We’ve all been there. You proceed through pleasantries and small talk, but your brain remains fumbling through the filing cabinet, attempting to find an inkling of memory hinting toward the human’s name. Though it’s nice to see a familiar face, you wish you hadn’t run into the other person. You are waiting for the embarrassment when they realize that you have no clue what to call them.

Was it Mark? No, it couldn’t have been Mark.

There are a plethora of articles detailing clever tricks on how to remember someone’s name when you hear it. There are always little brain hacks to help keep memories at the forefront. But, if you just learned these concepts, there are hundreds of names you didn’t do it with. There are hundreds of people that you could run into and still not know what to call them (even after all the tricks).

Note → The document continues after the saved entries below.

PR #2753, opened 2020-05-25
Improve parallelism of AMP tests

chrzaszcz:
AMP test suites check a matrix of conditions, e.g.
- Actions like `notify`, `error`, `drop`
- Delivery conditions like `direct`, `stored`, `none` and their combinations

This increases the number of test cases. To avoid coding every intersection of these conditions, there is a need to generate some of them. Currently this is achieved by nesting test groups, but this prevents them from running in parallel. Long group names need to be generated, what makes the test setup less readable as well.

The proposed solution is to have a new common test hook (see https://erlang.org/doc/man/ct_hooks.html) to set up a list of Config's for each test case. This would speed up the tests significantly by running them in parallel, avoid nesting groups too much and eliminate the need for hardcoding or generating long group names.

This approach could be used for more test suites.

Other changes:
- Fix module setup - it was redundantly performed for nested groups, storing the module config multiple times and then restoring it multiple times.
- Remove some unused code
- Fix double "fresh" prefixes for Alice in some tests.
- Wait for Alice to disconnect before checking for an incoming message in Bob's archive - after increasing test parallelism this bug caused random failures, as Bob got the message while Alice was still online.

### DIFF
--- a/big_tests/tests/amp_big_SUITE.erl
+++ b/big_tests/tests/amp_big_SUITE.erl
@@ -19,56 +19,63 @@
 suite() ->
     require_rpc_nodes([mim]) ++ escalus:suite().
 
-all() -> [{group, Group} || Group <- enabled_group_names()].
-
-enabled_group_names() ->
-    [basic, offline] ++
-    case mongoose_helper:is_rdbms_enabled(domain()) of
-        true -> [mam];
-        false -> []
-    end.
+all() ->
+    [{group, G} || G <- main_group_names(), is_enabled(G)].
 
 groups() ->
-    Gs = ([{basic, [parallel], [{group, G} || G <- subgroup_names()] ++ basic_test_cases()},
-           {mam, [], [{group, mam_success},
-                      {group, mam_failure}]},
-           {mam_success, [], [{group, G} || G <- subgroup_names()]},
-           {mam_failure, [], [{group, G} || G <- subgroup_names()]},
-           {offline, [], [{group, offline_success},
-                          {group, offline_failure}]},
-           {offline_success, [], [{group, G} || G <- subgroup_names()]},
-           {offline_failure, [], [{group, G} || G <- subgroup_names()]}
-          ] ++
-          [{G, [parallel, shuffle], notify_deliver_test_cases()}
-           || G <- notify_deliver_group_names()] ++
-          [{G, [parallel, shuffle], error_deliver_test_cases()}
-           || G <- error_deliver_group_names()] ++
-          [{G, [parallel, shuffle], drop_deliver_test_cases()}
-           || G <- drop_deliver_group_names()]),
-    ct_helper:repeat_all_until_all_ok(Gs).
+    group_spec(main_group_names()).
 
+is_enabled(mam) -> mongoose_helper:is_rdbms_enabled(domain());
+is_enabled(_) -> true.
 
-subgroup_names() -> notify_deliver_group_names() ++
-                    error_deliver_group_names() ++
-                    drop_deliver_group_names().
+%% Group definitions
 
-notify_deliver_group_names() ->
-    [notify_deliver_none,
-     notify_deliver_direct,
-     notify_deliver_stored,
-     notify_deliver_none_direct_stored].
+main_group_names() ->
+    [basic, mam, offline].
 
-error_deliver_group_names() ->
-    [error_deliver_none,
-     error_deliver_direct,
-     error_deliver_stored,
-     error_deliver_none_direct_stored].
+subgroups(mam) -> [mam_success, mam_failure];
+subgroups(offline) -> [offline_success, offline_failure];
+subgroups(_) -> [].
 
-drop_deliver_group_names() ->
-    [drop_deliver_none,
-     drop_deliver_direct,
-     drop_deliver_stored,
-     drop_deliver_none_direct_stored].
+group_spec(Groups) when is_list(Groups) ->
+    lists:flatmap(fun group_spec/1, Groups);
+group_spec(Group) ->
+    case subgroups(Group) of
+        [] -> [{Group, [parallel], test_cases(Group)}];
+        SubGroups -> [{Group, [{group, SubG} || SubG <- SubGroups]} | group_spec(SubGroups)]
+    end.
+
+test_cases(Group) ->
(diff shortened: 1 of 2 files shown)


mongoose-im:
[8295.1](https://travis-ci.org/esl/MongooseIM/jobs/690833934) / Erlang 22.0 / small_tests / 40542a78a86cf37000782c1b4101e3262e48efb1
Reports [root](http://esl.github.io/mongooseim-ct-reports/s3_reports.html?prefix=PR/2753/8295/small_tests.22.0) / [small](https://mongooseim-ct-results.s3-eu-west-1.amazonaws.com/PR/2753/8295/small_tests.22.0/small/ct_run.mongooseim@localhost.2020-05-25_07.11.43/lib.mongooseim.logs/run.2020-05-25_07.11.44/suite.log.html)

mongoose-im:
[8296.1](https://travis-ci.org/esl/MongooseIM/jobs/690891773) / Erlang 22.0 / small_tests / 44a637bafad0451d214ddb557c89e31b3e5c5064
Reports [root](http://esl.github.io/mongooseim-ct-reports/s3_reports.html?prefix=PR/2753/8296/small_tests.22.0) / [small](https://mongooseim-ct-results.s3-eu-west-1.amazonaws.com/PR/2753/8296/small_tests.22.0/small/ct_run.mongooseim@localhost.2020-05-25_10.53.07/lib.mongooseim.logs/run.2020-05-25_10.53.08/suite.log.html)

mongoose-im:
[8297.1](https://travis-ci.org/esl/MongooseIM/jobs/690895144) / Erlang 22.0 / small_tests / 94dbb1b5294f976e48de5e41452ed395dc4e2f3a
Reports [root](http://esl.github.io/mongooseim-ct-reports/s3_reports.html?prefix=PR/2753/8297/small_tests.22.0) / [small](https://mongooseim-ct-results.s3-eu-west-1.amazonaws.com/PR/2753/8297/small_tests.22.0/small/ct_run.mongooseim@localhost.2020-05-25_11.24.48/lib.mongooseim.logs/run.2020-05-25_11.24.48/suite.log.html)

chrzaszcz:
Results on CI:
- Before: `amp_big_SUITE` took 51 s to execute
- After: it took 16.8 s

big_tests/tests/amp_big_SUITE.erl
```diff
@@ -85,39 +92,48 @@ basic_test_cases() ->
...
      drop_deliver_to_offline_user_test,
      drop_deliver_to_stranger_test].
 
-init_per_suite(C) ->
+%% Setup and teardown
+
+init_per_suite(Config) ->
     rpc(mim(), ejabberd_config, add_local_option, [{{s2s_host, <<"not a jid">>}, domain()}, deny]),
-    escalus:init_per_suite(C).
+    ConfigWithHooks = [{ct_hooks, [{multiple_config_cth, fun tests_with_config/1}]} | Config],
```
michalwski, line 116: How does it work with the `ct_hooks` defined in `default.spec` file? Are they still respected even if here we specify one element list?

big_tests/tests/amp_big_SUITE.erl
```diff
@@ -647,6 +668,23 @@ last_rule_applies_test(Config) ->
...
+        0 ->
+            ok;
+        _ when Timeout > 0 ->
+            ct:log("Waiting ~p ms for MongooseIM to close the sessions for ~s@~s", [Timeout, U, S]),
+            ct:sleep(1000),
+            wait_until_no_session(U, S, Timeout - 1000);
+        _ ->
+            ct:fail("MongooseIM failed to close the session for ~s@~s")
+    end.
+
```
michalwski, line 687: There is `mongoose_helper:wait_until` function which helps to write such kind of waiting tests. Do you think it could be used here?

michalwski:
The only disadvantage I can see with this new approach is that we lose some information about details of the test case which previously could be inferred from the group name. Do you think the `pre_test_case` or another hook could add some information to the `comment` column in the summary? Would it make sense?

chrzaszcz:
> The only disadvantage I can see with this new approach is that we lose some information about details of the test case which previously could be inferred from the group name. Do you think the `pre_test_case` or another hook could add some information to the `comment` column in the summary? Would it make sense?

In the generated HTML test log you can see this in green:

```
*** User 2020-05-26 11:11:55.721 ***
Extra test config: [{rules,[{deliver,direct,notify}]}]
```

It works for me, do you think it is enough?

big_tests/tests/amp_big_SUITE.erl
chrzaszcz: https://erlang.org/doc/apps/common_test/ct_hooks_chapter.html#overriding-cths

"By default, each installation of a CTH causes a new instance of it to be activated."

I even traced the tests to make sure it works :-)

big_tests/tests/amp_big_SUITE.erl
chrzaszcz: This code is indeed ported from a very old commit, I will update this.

big_tests/tests/amp_big_SUITE.erl
michalwski: All right, thanks for the explanation!

michalwski:
> In the generated HTML test log you can see this in green:
>```
>*** User 2020-05-26 11:11:55.721 ***
>Extra test config: [{rules,[{deliver,direct,notify}]}]
>```
>It works for me, do you think it is enough?

Yeah, I saw that. I think it's enough, adding this or similar info to the comment column in the table summarising all tests may be more difficult to do.

mongoose-im:
[8300.1](https://travis-ci.org/esl/MongooseIM/jobs/691249668) / Erlang 22.0 / small_tests / 5d07ca88bef053fceddbeb2b7992a2af2ac71dd3
Reports [root](http://esl.github.io/mongooseim-ct-reports/s3_reports.html?prefix=PR/2753/8300/small_tests.22.0) / [small](https://mongooseim-ct-results.s3-eu-west-1.amazonaws.com/PR/2753/8300/small_tests.22.0/small/ct_run.mongooseim@localhost.2020-05-26_10.22.36/lib.mongooseim.logs/run.2020-05-26_10.22.37/suite.log.html)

Here are clever ways to remember or relearn someone’s name when you run into them.

Why Can’t We Remember Names?

Here’s a little science for you.

Why are names so easily forgotten? Even if we deem the person as important, their title can quickly slip through the cracks. Meanwhile, people can remember the entirety of a song’s lyrics without trying.

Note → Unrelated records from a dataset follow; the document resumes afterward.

PR #1195, opened 2017-02-23
This header must be included in all valid CORS responses

Zatvobor:
This PR addresses #1045 

> Access-Control-Allow-Origin (required) - This header must be included in all valid CORS responses; omitting the header will cause the CORS request to fail. (HTML5 Rocks)

PR #2772, opened 2020-06-03
Allow extra HTTP headers in BOSH and WebSockets.

varnerac:
This is a WIP PR

Proposed changes include:
* Allowing extra headers for BOSH and WebSockets

This isn't ready yet. I just wanted to test the waters and see if you had an appetite for a patch like this. We want the ability to add CORS headers and security headers like HSTS to the BOSH and WebSockets endpoints.

### DIFF
--- a/rel/files/mongooseim.cfg
+++ b/rel/files/mongooseim.cfg
@@ -163,10 +163,16 @@
         {transport_options, [{max_connections, 1024}]},
         {{{https_config}}}
         {modules, [
-            {"_", "/http-bind", mod_bosh},
+            {"_", "/http-bind", mod_bosh, [
+            %% Uncomment to enable HTTP custom headers. Header names must be
+            %% lowercase.
+            % {headers,[{"access-control-request-origin", "*"}]}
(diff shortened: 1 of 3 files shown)


michalwski:
Hi @varnerac, thanks for the patch. There are appetite and need for the CORS headers, there is even another PR #1195 where the headers are always added in case of BOSH connection. I think making them configurable would be a more flexible solution.

When it comes to your changes, they don't integrate well with cowboy yet. All the tests connecting users over BOSH or WS failed. You can try it locally by running the following commands:
```bash
tools/test-runner.sh --skip-small-tests --skip-cover --preset internal_mnesia -- ws
```
or
```bash
tools/test-runner.sh --skip-small-tests --skip-cover --preset internal_mnesia -- bosh
```

More on the `test-runner.sh` the script you can find in the help provided by the tool and https://mongooseim.readthedocs.io/en/latest/developers-guide/Testing-MongooseIM/

varnerac:
I'll tackle this in another PR

PR #2785, opened 2020-07-07
Logger/lager to logger

NelsonVides:
This PR basically attempts to introduce a working logger configuration to MIM, without yet fixing tests and other helper functionality that depend on the old lager.

Work goes to a feature branch called `otp_logger`

### DIFF
--- a/rel/files/app.config
+++ b/rel/files/app.config
@@ -1,4 +1,34 @@
 [
+ {kernel, [
+  {logger_level, warning},
+  {logger, [
+    %% Console logger
+    {handler, default, logger_std_h, #{}},
+    %% Disk logger for errors
+    {handler, disk_log, logger_disk_log_h,
+       #{config => #{
+           file => "{{mongooseim_log_dir}}/mongooseim.log",
+           type => wrap,
+           max_no_files => 5,
+           max_no_bytes => 2097152,
+           sync_mode_qlen => 2000, % If sync_mode_qlen is set to the same value as drop_mode_qlen,
+           drop_mode_qlen => 2000, % synchronous mode is disabled. That is, the handler always runs
+           flush_qlen => 5000,     % in asynchronous mode, unless dropping or flushing is invoked.
+           burst_limit_enable => true, % Default
+           burst_limit_max_count => 20, % Default
+           burst_limit_window_time => 500, % Default
+           overload_kill_enable => true,
+           overload_kill_qlen => 20000, % Default
+           overload_kill_mem_size => 3000000, % Default
+           overload_kill_restart_after => 5000 % Default
+         },
+         formatter => {logger_formatter, #{
+           depth => 12,
+           chars_limit => 1024
+         }}
+        }
+    }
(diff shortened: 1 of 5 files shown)


rel/files/app.config
```diff
@@ -1,4 +1,34 @@
...
+    {handler, default, logger_std_h, #{}},
+    %% Disk logger for errors
+    {handler, disk_log, logger_disk_log_h,
+       #{config => #{
+           file => "{{mongooseim_log_dir}}/ejabberd.log",
+           type => wrap,
+           max_no_files => 5,
+           max_no_bytes => 2097152,
+           sync_mode_qlen => 2000,
+           drop_mode_qlen => 2000,
```
michalwski, line 15: How exactly this work? Seeing them set to the same value I can think that log messages will be dropped the moment logging switches to the sync mode.

rel/files/app.config
```diff
@@ -1,4 +1,34 @@
 [
+ {kernel, [
+  {logger_level, warning},
+  {logger, [
+    %% Console logger
+    {handler, default, logger_std_h, #{}},
+    %% Disk logger for errors
+    {handler, disk_log, logger_disk_log_h,
+       #{config => #{
+           file => "{{mongooseim_log_dir}}/ejabberd.log",
```
michalwski, line 10: One more thing, can we finally rename the file to `mongooseim.log` ? :)

rel/files/app.config
michalwski: Ok, I just learned that from your doc:
> If sync_mode_qlen is set to the same value as drop_mode_qlen, synchronous mode is disabled. That is, the handler always runs in asynchronous mode, unless dropping or flushing is invoked.

I think this info could be added as a comment to the logger configuration.

rel/files/app.config
NelsonVides: Absolutely! 😃 
There were just some tests depending on the name, but that's fixable anyway 😛

rel/files/app.config
```diff
@@ -1,4 +1,34 @@
...
+           sync_mode_qlen => 2000, % If sync_mode_qlen is set to the same value as drop_mode_qlen,
+           drop_mode_qlen => 2000, % synchronous mode is disabled. That is, the handler always runs
+           flush_qlen => 5000,     % in asynchronous mode, unless dropping or flushing is invoked.
+           burst_limit_enable => true, % Default
+           burst_limit_max_count => 20, % Default
+           burst_limit_window_time => 500, % Default
+           overload_kill_enable => true,
+           overload_kill_qlen => 20000, % Default
+           overload_kill_mem_size => 3000000, % Default
+           overload_kill_restart_after => 5000 % Default
```
chrzaszcz, line 23: Why do we need to explicitly set the default values?

NelsonVides: I thought so for readability, so that we know the exact expected behaviour of the logging system. I could also just leave a link to the documentation now that I think about it 🤔

PR #2786, opened 2020-07-08
TOML config parser

chrzaszcz:
The goal of this PR is to provide a first POC implemenation of the TOML config parser.

**Done:**
- Simplest code that handles the typical options. All options from the `pgsql_mnesia` preset are supported.
- Both config formats supported at once, TOML takes precendence over the `cfg` file. The paths need to be the same and the configurability is limited on purpose - there is no environment variable for the TOML config format as we mignht end up supporting only one format soon.
- Handle of the happy path when the config file is configured properly.

**To do:**
- Reduce the amount of copy+paste and replacing the ad-hoc structure of the config processing with a more structured approach.
- Refactor the code for improved readability.
- Add or drop the support for config reload (most likely the former).
- Add specs.
- Template the TOML config file for testing and for the release.
- Test the TOML config file on CI.
- Validate the options and handle errors in a unified way.
- If both formats need to be supported, split `mongooseim_config_parser` into two modules: API and the backend which is interchangeable with the TOML parser.
- Use `binary_to_existing_atom` instead of `binary_to_atom`. This is not done yet as some atoms appearing in the config files are not existing yet at the time of parsing.

**Note for the reviewers:**
- Start with `mongooseim.toml` - it's the most important file right now as the format is taking the final shape at the moment.
- If possible, do not mention the things already listed as to do unless there is some important matter.

**How to test it?**
It was tested by uncommenting the `copy` operation for `mongooseim.toml` in `rebar.config`. The tests were performed with:

`./tools/test-runner.sh --one-node --db pgsql redis --skip-small-tests --preset pgsql_mnesia --`

Failing tests - all of them were expected:
- service_mongoose_system_metrics_SUITE - 1 test, requires mim3
- conf_reload_SUITE - 12 tests, reload not supported
- connect_SUITE - 72 tests, reload not supported
- component_SUITE - 21 tests, reload not supported
- login_SUITE - 14 tests, reload not supported
- metrics_api_SUITE - 3 tests, requires mim2
- rest_client_SUITE - 3 tests, requires mim3
- sasl_external_SUITE - 34 tests, reload not supported


rel/files/mongooseim.toml
```diff
@@ -0,0 +1,362 @@
...
+[shaper.mam_global_shaper]
+  max_rate = 1000
+
+[acl.local]
+  user_regexp = ""
+
+[access]
+  max_user_sessions = [
+    {acl = "all", value = 10}
+  ]
```
kmakiela, line 229: Why is this an array and not a table like the rest of the config? It looks like we deal with key-value pairs here as well

src/config/mongoose_config_parser_toml.erl
```diff
@@ -0,0 +1,354 @@
+-module(mongoose_config_parser_toml).
```
kmakiela, line 1: Should all the options be parsed in a single file? It seems like it could become monstrous in the future

src/config/mongoose_config_parser_toml.erl
```diff
@@ -0,0 +1,354 @@
...
+listener_opt(<<"c2s">>, <<"xml_socket">>, V) -> [{xml_socket, V}];
+listener_opt(<<"c2s">>, <<"zlib">>, V) -> [{zlib, V}];
+listener_opt(<<"c2s">>, <<"verify_peer">>, V) -> [{verify_peer, V}];
+listener_opt(<<"c2s">>, <<"hibernate_after">>, V) -> [{hibernate_after, V}];
+listener_opt(<<"c2s">>, <<"starttls">>, true) -> [starttls];
+listener_opt(<<"c2s">>, <<"starttls">>, false) -> [];
+listener_opt(<<"c2s">>, <<"starttls_required">>, true) -> [starttls_required];
+listener_opt(<<"c2s">>, <<"starttls_required">>, false) -> [];
+listener_opt(<<"c2s">>, <<"tls">>, true) -> [tls];
+listener_opt(<<"c2s">>, <<"tls">>, false) -> [];
```
kmakiela, line 183: Maybe group the options that may be `false` to one clause since it returns and empty list anyway?

src/ejabberd_config.erl
```diff
@@ -315,8 +315,14 @@ handle_table_does_not_exist_error(Table) ->
 %%--------------------------------------------------------------------
 -spec parse_file(file:name()) -> state().
 parse_file(ConfigFile) ->
-    Terms = get_plain_terms_file(ConfigFile),
-    mongoose_config_parser:parse_terms(Terms).
+    TOMLFile = filename:rootname(ConfigFile) ++ ".toml",
```
kmakiela, line 318: Could the filename be already given with the `.toml` extension?

rel/files/mongooseim.toml
chrzaszcz: These are lists of rules and the order of rules matters, so they cannot be KV pairs. The alternative syntax would be:

```
[[access.max_user_offline_messages]]
  acl = admin
  value = 5000


[[access.max_user_offline_messages]]
  acl = all
  value = 100
```

For me it is less readable.

src/config/mongoose_config_parser_toml.erl
chrzaszcz: I fully agree and they are currently in one place to simplify the first implementation. Apart from splitting it is quite likely that a callback mechanism will be used.

src/config/mongoose_config_parser_toml.erl
chrzaszcz: I wanted to be explicit here. I think that it would be best to have one line per option. This will be refactored for sure.

src/ejabberd_config.erl
chrzaszcz: I agree that this i a bit clunky. I just wanted it to be simple as we are still not sure if we want to support both formats or only one of them. As soon as we know that, this code will be changed.

kmakiela:
> @kmakiela do you think my answers are enough for now or do you feel that the changes need to be done before the merge to the feature branch?

They are enough, thanks for the clarification - I don't feel the need to implement any of these changes now mostly because as you said, they are a part of the refactoring process that is yet to come

src/config/mongoose_config_parser_toml.erl
```diff
@@ -0,0 +1,354 @@
...
+    {users_can_see_hidden_services, V};
+module_opt(<<"mod_register">>, <<"welcome_message">>, V) ->
+    {welcome_message, b2l(V)};
+module_opt(<<"mod_register">>, <<"ip_access">>, V) ->
+    Rules = [{Addr, b2a(P)} || #{<<"address">> := Addr, <<"policy">> := P} <- V],
+    {ip_access, Rules};
+module_opt(<<"mod_register">>, <<"access">>, V) ->
+    {access, b2a(V)};
+module_opt(<<"mod_vcard">>, <<"host">>, V) ->
+    {host, b2l(V)};
```
michalwski, line 73: I think this kind of parsing could be delegated to the respective modules so they control their specific config options. Probably in a separate PR.

rel/files/mongooseim.toml
```diff
@@ -0,0 +1,362 @@
...
+    "anonymous.localhost",
+    "localhost.bis"
+  ]
+  registration_timeout = "infinity"
+  language = "en"
+  all_metrics_are_global = false
+  sm_backend = "mnesia"
+  max_fsm_queue = 1000
+
+[[listen.cowboy]]
```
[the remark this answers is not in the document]
chrzaszcz: I could try it now and see how it looks like. I like it as it hides the dependency on `cowboy` and we will be free to change the library to something else if we need to.

rel/files/mongooseim.toml
```diff
@@ -0,0 +1,362 @@
...
+  transport.max_connections = 1024
+
+  [[listen.cowboy.modules.mongoose_api]]
+    host = "localhost"
+    path = "/api"
+    handlers = ["mongoose_api_metrics", "mongoose_api_users"]
+
+[[listen.c2s]]
+  port = 5222
+  certfile = "priv/ssl/fake_server.pem"
```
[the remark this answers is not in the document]
chrzaszcz: Let me look at it now and I will see. If it's easy, I could do it now.

rel/files/mongooseim.toml
```diff
@@ -0,0 +1,362 @@
...
+
+[s2s]
+  use_starttls = "optional"
+  certfile = "priv/ssl/fake_server.pem"
+  default_policy = "allow"
+  outgoing_port = 5299
+
+  [[s2s.address]]
+    host = "fed1"
+    ip_address = "127.0.0.1"
```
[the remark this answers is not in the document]
chrzaszcz: I can reorder the sections now, this is a good test for the equivalence check anyway ;-)

src/config/mongoose_config_parser_toml.erl
chrzaszcz: Yes I think it needs to be well thought and probably aligned with the work around the config API you are starting now.

rel/files/mongooseim.toml
```diff
@@ -0,0 +1,362 @@
+[general]
+  loglevel = 3
+  hosts = [
+    "localhost",
+    "anonymous.localhost",
+    "localhost.bis"
+  ]
+  registration_timeout = "infinity"
+  language = "en"
+  all_metrics_are_global = false
```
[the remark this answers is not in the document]
chrzaszcz: > In this review, I focused mostly on the TOML file. Below there are some more general comments:
> 
>     * If possible, I'd like to see `modules` and `services` section moved up (modules before services would be perfect). They change more often than `shapers` and `acls`.
I will experiment with the order for a moment and see how it looks like.

>     * Below there are config options which, in the following changes, could be removed from the TOML config file and exchanged with some kind of defaults (if not present in the config):
>       
>       * `registration_timeout`
>       * `language`
>       * `all_metrics_are_global`
>       * `max_fsm_queue`
I think that introducing the new defaults is a must and should be done in a new task.

> When it comes to the code parsing and translating config option to the intermediate format it could be refactored in a way that some operations are delegated to modules responsible for certain functionality.
Yes, I fully agree with that.

> Also, I think in many cases the translation from binary to list is redundant, because later the list is often converted to binaries again. This would require changing the intermediate format, which I'm not sure we are going to do in the nearest future.
Again, we think the same :-) it just became more obvious now how we convert things there and back. I left it as it is on purpose to limit the changes in one go. We definitely need to do that.

> All in all, thanks for the initial implementation. I think we can merge this PR and consider if my comments are worth addressing in the future.
I will try to address some of them quickly as some of them seem very easy to do.

rel/files/mongooseim.toml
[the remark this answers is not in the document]
chrzaszcz: I will do it later as the format for s2s and c2s-related TLS options is different, so for now it makes sense that the syntax is also different.

test/config_parser_SUITE_data/mongooseim-pgsql.cfg
```diff
@@ -0,0 +1,939 @@
+%%%
```
NelsonVides, line 1: Does this file need all the comments explaining things? Nothing important, but it might just reduce repo size a few bytes for duplicated comments coming from the original config file 🤔

chrzaszcz: Right now it's just a copy-paste of the original config file and I didn't want to change it to much, making it more difficult to compare with the original file. That's also how the rest of the tests for `ejabberd_config` work.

At the end of the day, memory is a strange thing. Though the human brain can quickly recall numbers quickly, which certainly seems more complicated to most, words can sometimes fall through the cracks. The simple explanation is that we don’t care.

Charan Ranganath, the director of the Memory and Plasticity Program at the University of California, Davis, told Time, “People are better at remembering things that they’re motivated to learn. Sometimes you are motivated to learn people’s names, and other times it’s more of a passing thing, and you don’t at the time think it’s important.”

Ranganath went on to explain that even if we are determined to learn the name and care, our brains can still underestimate the work it takes to remember a simple word. It’s a whole combination of connecting a name to a face, encoding it in a brain full of other memories. Even our brains don’t know how hard they have to work!

How to Get Past It

Once again, we are not giving you tips on how to remember someone’s name better when you learn it. We are giving you social tips on how to skirt by (or relearn someone’s name) when you run into them physically. These are ways to get them to say or write their name, giving you an out before you are outed.

These methods may not always work, but they are worth a shot. It can be disheartening to learn that someone doesn’t know your name when you remember theirs. If you are an empathetic person, you don’t want to put this feeling of doubt and disappointment on another human. You also don’t want to come off as uninterested in the other person or uncaring.

Here are a few ways to get out of the situation with style and grace.

1. I Need to Update Your Contact Info, How Do I Spell Your Last Name?

The beautiful power of a cellphone.

While we often think of cell phones as devices that lead to a plethora of knowledge and convenience, there are more benefits than you’d imagine. In these name-remembering circumstances, having a cell phone can be a quick way out.

When you run into someone who you don’t remember, pull out your phone and tell the person that you’re not sure if you have their updated contact info. Start by asking for the last name first, as many last names have diverse spellings. If you request the first name first, the person might realize you forgot their name. By asking for the last name first, you can request how to spell it and then ask for the spelling of their first name.

Got it? That was a lot of words. Let’s set an example.

The conversation would go something like this:

You say, “I don’t think I ever got your phone number! Can I add you?”

“Sure,” they will hopefully say.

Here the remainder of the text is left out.